Selective ring opening of bicyclic molecules is an attractive
process
for producing diesel and jet fuels because ring-opened products can
lead to enhanced properties such as cetane number, specific gravity,
and hydrogen content. In this work, we sought to design efficient
decalin ring-opening catalysts that achieved high turnover frequencies
and high product cetane numbers. Six Ir catalysts were characterized
using ICP-OES, H2 chemisorption, NH3-TPD, and
XRD and were tested in a down-flow trickle-bed reactor to study decalin
ring opening.

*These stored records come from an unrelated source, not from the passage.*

PR #2976, opened 2026-06-05
Update Blazor packages to dual .NET 10 and .NET 8

rajsite:
# Pull Request

## 🤨 Rationale

- Update Blazor libraries to support .NET 10 in addition to .NET 8 (NimbleBlazor / SprightBlazor / OkBlazor).
- Standalone Blazor WebAssembly apps such as the Nimble Blazor example app may need to enable the following features:
  - Appears to be required (at least the Nimble Blazor example app seems to require it to be enabled to run): [Fingerprint client-side static assets in standalone Blazor WebAssembly apps](https://learn.microsoft.com/en-us/aspnet/core/blazor/fundamentals/static-files?view=aspnetcore-10.0#fingerprint-client-side-static-assets-in-standalone-blazor-webassembly-apps)
  - Optional but worth enabling if you have already enabled fingerprinting: [Preloaded Blazor framework static assets](https://learn.microsoft.com/en-us/aspnet/core/blazor/fundamentals/static-files?view=aspnetcore-10.0#preloaded-blazor-framework-static-assets)

## 👩‍💻 Implementation

- Update to a dotnet 10 sdk (10.0.300)
- Enable multiple `TargetFrameworks` for build / test / package deployment to support .net 10 and 8

## 🧪 Testing

- Verify in CI build logs that dotnet 10 and 8 are running
- Verified nuget package locally in Config App
- Verified blazor web app in storybook is still functional

## ✅ Checklist


.github/workflows/main.yml
```diff
@@ -58,6 +58,9 @@ jobs:
       - uses: actions/setup-dotnet@v5
         with:
           global-json-file: packages/blazor-workspace/global.json
+      - uses: actions/setup-dotnet@v5
+        with:
+          dotnet-version: '8.0.x'
```
rajsite: Need to pin this to a specific version otherwise we probably will get build issues on next release when this resolves to a new version

change/@ni-nimble-blazor-00ba2550-5ec2-4e46-bc64-083acdc72b44.json
```diff
@@ -0,0 +1,7 @@
+{
+  "type": "minor",
+  "comment": "Add .NET 10 support while retaining .NET 8 (multi-targeting net8.0;net10.0)",
```
rajsite: I'll add the Blazor Standalone client fingerprint note to this, but won't mark it as a breaking change since it's not a breaking change in Nimble (it's possible something in Nimble fights with the fingerprinting but I haven't figured it out).

packages/blazor-workspace/Examples/Demo.Server/packages.lock.json
```diff
@@ -1,18 +1,18 @@
 {
```
rajsite, line 1: I'll rebuild the lock files JIC there is an issue

packages/blazor-workspace/NimbleBlazor/NimbleBlazor.csproj
```diff
@@ -55,7 +62,7 @@
 
   <ItemGroup>
     <PackageReference Include="Apache.Arrow" Version="[23.0.0]" />
-    <PackageReference Include="Microsoft.AspNetCore.Components.Web" Version="8.0.27" />
+    <PackageReference Include="Microsoft.AspNetCore.Components.Web" Version="$(AspNetCoreVersion)" />
```
rajsite: actually, I have a hunch renovate won't figure this out. think I'll just use a conditional instead

.github/workflows/main.yml
```diff
@@ -58,6 +58,9 @@ jobs:
       - uses: actions/setup-dotnet@v5
         with:
           global-json-file: packages/blazor-workspace/global.json
+      - uses: actions/setup-dotnet@v5
+        with:
+          dotnet-version: '8.0.422'
```
jattasNI, line 64: What's the plan for removing dual support and updating the version used by the workflow to 10? Could we find a way to track this work after 8 is EOL or after all clients have moved to 10?

.github/workflows/main.yml
```diff
@@ -58,6 +58,9 @@ jobs:
       - uses: actions/setup-dotnet@v5
         with:
           global-json-file: packages/blazor-workspace/global.json
+      - uses: actions/setup-dotnet@v5
```
jattasNI, line 62: Reminder to post back on the Blazor teams channel to follow up with clients about where we landed.

packages/blazor-workspace/global.json
```diff
@@ -1,6 +1,6 @@
 {
   "sdk": {
-    "version": "8.0.421",
+    "version": "10.0.301",
```
jattasNI, line 3: Does this change the version that Nimble devs should install? Looks like the [root CONTRIBUTING.md](https://github.com/ni/nimble/blob/main/CONTRIBUTING.md#getting-started) mentions this version so it needs an update. Also: reminder to post on the Nimble dev channel when this goes in.

.github/workflows/main.yml
jattasNI, line 62: I skimmed a few Skyline .NET 10 upgrade PRs to see if there were any other common tasks we've done. (You can find these by looking through the history of `global.json` in some microservices).

One suggestion I found is to [adopt the cleaner .slnx file format](https://teams.microsoft.com/l/message/19:aa36fb23db964a1d8931052d35f3b81a@thread.tacv2/1776195164803?tenantId=eb06985d-06ca-4a17-81da-629ab99f6505&groupId=1e74afef-f47b-4137-ad1b-e550ec9c6bef&parentMessageId=1776195164803&teamName=SystemLink%20R%26D&channelName=SLE%20Development&createdTime=1776195164803) for the BlazorWorkspace.sln. But you can consider that optional / follow up if you want, not all services did it.

You might also ask some of the devs who did these upgrades (Paul, Darren, Aaron, etc) if there's anything else we should be thinking about.

jattasNI (approved):

packages/blazor-workspace/package.json
```diff
@@ -24,7 +24,7 @@
         "copy-resources-ok": "node build/copy-resources.mjs ok",
         "update-lock-files": "dotnet restore --force-evaluate",
         "dotnet-local": "npm run dotnet-local:download && npm run dotnet-local:extract && npm run dotnet-local:check",
-        "dotnet-local:download": "curl https://builds.dotnet.microsoft.com/dotnet/Sdk/8.0.421/dotnet-sdk-8.0.421-linux-x64.tar.gz --output dotnet-sdk.tar.gz",
+        "dotnet-local:download": "curl https://builds.dotnet.microsoft.com/dotnet/Sdk/10.0.300/dotnet-sdk-10.0.300-linux-x64.tar.gz --output dotnet-sdk.tar.gz",
```
msmithNI: Should this be `10.0.301` now?
(The PR description also still refers to `10.0.300`)

packages/blazor-workspace/Examples/Demo.Hybrid/Demo.Hybrid.csproj
```diff
@@ -2,7 +2,7 @@
 
   <PropertyGroup>
     <OutputType>WinExe</OutputType>
-    <TargetFramework>net8.0-windows7.0</TargetFramework>
+    <TargetFramework>net10.0-windows7.0</TargetFramework>
```
msmithNI: If I try to launch Demo.Hybrid, I get an exception (in `WebView2CompositionControl` `OnApplyTemplate()` at `TryInitializeD3DImage()`).

We hit the same in ConfigUI and the fix ended up being we had to update the `TargetFramework` to be Windows 10 specific. `net10.0-windows10.0.19041.0` is what we're using for ConfigUI.

Reference: https://github.com/dotnet/maui/issues/32002

packages/blazor-workspace/global.json
msmithNI: `NimbleBlazor/README.md` also needs some updates, since it still recommends Visual Studio 2022. I think Visual Studio 2026 is basically required now.

msmithNI (approved):

packages/blazor-workspace/global.json
rajsite: Updated to vs 2026 and removed most direct references to .net v8, i.e. "since .net 8", etc

.github/workflows/main.yml
rajsite: Added slnx, and will ping previous .NET updaters

packages/blazor-workspace/Examples/Demo.Hybrid/Demo.Hybrid.csproj
rajsite: weird, I swear a ran each example app but yea I'm hitting it too, thanks for checking

.github/workflows/main.yml
rajsite: Done!

.github/workflows/main.yml
rajsite: Captured an issue: https://github.com/ni/nimble/issues/2978

.github/workflows/main.yml
rajsite: Suggestions from other .NET 10 upgrade devs:
- Update dependencies
  - Using `dotnet list package --outdated` only non-sdk dependency that is out-of-date is bunit tracked in [azdo 3911416](https://dev.azure.com/ni/DevCentral/_workitems/edit/3911416)
- Updates for code analysis rules
  -  tracked in [azdo 3921962](https://dev.azure.com/ni/DevCentral/_workitems/edit/3921962)
- Updates to improve developer experience
  - PR includes changes to preserve after initial build that rebuilds within IDE behave well

PR #2985, opened 2026-06-18
Fix chat send button not re-enabling

Alexia-Claudia-Micu:
# Pull Request

## 🤨 Rationale

The send button is disabled when either `sendDisabled` is true (consumer side) or the text box is empty. The bug was that `shouldDisableSendButton` combined both conditions and its result was held in `isInputEmpty` (which only refreshed on text events).

Since `sendDisabled` is an attribute, its state change never caused `IsInputEmpty` to refresh.

## 👩‍💻 Implementation

`IsInputEmpty` now only tracks `this.textArea!.value.length === 0`  leaving the button state to be calculated in the template:  `            ?disabled=${x => (x.processing ? false : (x.sendDisabled || x.isInputEmpty))}` 

## 🧪 Testing

Added unit test.

## ✅ Checklist

### DIFF
--- a/change/@ni-spright-components-1812c098-b28e-45a8-9766-edeb9c7555cc.json
+++ b/change/@ni-spright-components-1812c098-b28e-45a8-9766-edeb9c7555cc.json
@@ -1,0 +1,7 @@
+{
+  "type": "patch",
+  "comment": "Fix send button not being re-enabled",
+  "packageName": "@ni/spright-components",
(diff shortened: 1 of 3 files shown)


Alexia-Claudia-Micu:
@rajsite Could you review this PR when you have the time as well? It is a fix for: https://github.com/ni/nimble/pull/2981

rajsite (approved):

Products were analyzed by GC-MS and categorized using
selected ion monitoring, while linear combinations of individual cetane
numbers were used to determine estimated product cetane numbers. Ir/1xCsBEA
yielded the highest ring opening product selectivity (82%), but Ir/SiO2 led to the highest turnover frequency (5.7 ks–1) and produced the highest product cetane number (38). We attribute
this high turnover frequency to large Ir nanoparticles and an abundance
of terrace sites, while the high cetane number is due to a lack of
isomerization on Brønsted acid sites. This research demonstrates
that supported Ir catalysts can be useful for upgrading bicyclic molecules,
such as those found in hydrotreated bio-oils.